IQ is a college dropout with a past he regrets, and is not the easiest person to get along with. Yet he is the go-to-guy for the local community as a solver of crimes. They pay with whatever they can afford, but now IQ needs some extra cash. The only way to do that is by Juanell Dodson, the local fixer and drug dealer hooking him up with a wealthy client, Calvin Wright, aka Cal, a rapper who appears to have lost the plot, and whose life is in danger. Can IQ stop the potential assassin before it’s too late?

IQ might be a difficult novel for some readers to get into because the banter between the characters takes a while to get tuned into. However, persevere with it and you become immersed in a culture where crime, and trying to stay out of its way, is just something you live with. The trick to surviving and making something of your life is to keep your sense of humour and your friends close.

The interplay between the key characters, their strong bonds, and IQ’s ruminations are what makes this book. This is largely done through the dialogue which, bit by bit, enders you to the main protagonists until you feel you really don’t want to walk away from them when you’ve finished reading.

The complex relationship between the reticent and focused IQ and his best friend Juanell Dodson is an interesting one.
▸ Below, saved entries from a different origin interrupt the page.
PR #228, opened 2025-02-13
[no-relnote][ci-image-build] pin tonistiigi/binfmt to v6.2.0

shivakunv:


elezar:
@shivakunv the issue now seems to be that we're missing the correct IMEX packages for 550 rhel8. Could it be that we shouldn't be trying to install this package there? 

```
8.161 Error: Unable to find a match: nvidia-imex-550-550.144.03-1
```

tariq1890:
Hey @shivakunv , thanks for this PR. Can we edit the PR title and commit message? We are essentially pinning to an older qemu version which is v6.2.0. I am okay with this change, as it fixes this problem.

tariq1890:
It looks like the `latest` tag was updated `2 days ago` (at the time of writing this comment). Before this update, the `latest` tag hadn't been touched in 2 years. So this explains why our docker multi-arch builds were suddenly failing and why this PR was needed

Reference: https://hub.docker.com/r/tonistiigi/binfmt/tags

cdesiniotis (approved):

PR #229, opened 2025-02-14
[rhel8][arm64] fix failing installs of nvidia-imex packages

tariq1890:


rhel8/Dockerfile
```diff
@@ -82,6 +82,7 @@ RUN if [ "$DRIVER_TYPE" != "vgpu" ] && [ "$TARGETARCH" != "arm64" ]; then \
     dnf install -y ${fmPackage} ${nscqPackage}; fi
 
 RUN if [ "$DRIVER_TYPE" != "vgpu" ] && [ "$DRIVER_BRANCH" -ge "550" ]; then \
+    dnf module enable -y nvidia-driver:${DRIVER_BRANCH}-dkms && \
```
cdesiniotis, line 85: Question -- should we not do this once when setting up the CUDA repository? We are duplicating this line here and before we install FM / nscq.

tariq1890: Yeah, I think that makes sense

tariq1890: Please check now

cdesiniotis (approved):

PR #230, opened 2025-02-14
dependabot update for nested dir

shivakunv:
directories:
        - "*"  

Dependabot does not support wildcard * or **/ paths in the directory field. 
docker section will fail silently

### DIFF
--- a/.github/dependabot.yml
+++ b/.github/dependabot.yml
@@ -20,7 +20,7 @@ updates:
 
   - package-ecosystem: "docker"
     directories:
-      - "*"
+      - "**/*"
     open-pull-requests-limit: 15
     schedule:
       interval: "daily"


scripts/generatedepndabot.sh
```diff
@@ -0,0 +1,50 @@
+#!/bin/bash
```
ArangoGutierrez, line 1: Is this script needed? how often are we going to update `dependabot.yml`?

ArangoGutierrez (commented):
not a blocking comment

scripts/generatedepndabot.sh
shivakunv: rarely, whenever a new OS or OS version is added, or a new directory with a Dockerfile is created, 
we need to run it locally to generate the dependabot.yaml file and commit the changes.

shivakunv: Removed the generation script and verifying **/*.
if it works, we will proceed with this solution 

https://docs.github.com/en/code-security/dependabot/dependabot-version-updates/controlling-dependencies-updated#defining-multiple-locations-for-manifest-files:~:text=To%20specify%20manifests%20in%20the%20current%20directory%20and%20recursive%20subdirectories

ArangoGutierrez (approved):
as recommended at https://docs.github.com/en/code-security/dependabot/dependabot-version-updates/controlling-dependencies-updated#defining-multiple-locations-for-manifest-files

Think Sherlock Holmes and Watson, only Watson is far from subtle and restrained, frequently getting himself and others around him into a spectacular mess.

But out of all the characters, Deronda, a girl on a constant hunt for someone to pay her bills, was my favourite, for her sass, speaking her mind and her ability to make the best of a bad job. I am looking forward to enjoying more of her expansive personality in the future.

It is a plus that the characters are so well written, because it is nearly a quarter of the way through the book before IQ begins investigating the threat on the rapper’s life, so this is where the story could be said to really take off. But on reading through the early part of the book again I began to realise it was one of those stories where the more you read the more nuances you pick up, and the better it gets with each reading. The plot does jump around a bit while developing IQs’ background, which can be distracting, but there is a sense that now IQs world is bedded down Joe Ide can get down to the serious business of creating a series of books centred around IQ’s unique solving crime capabilities.

IQ was courtesy of Orion via NetGalley.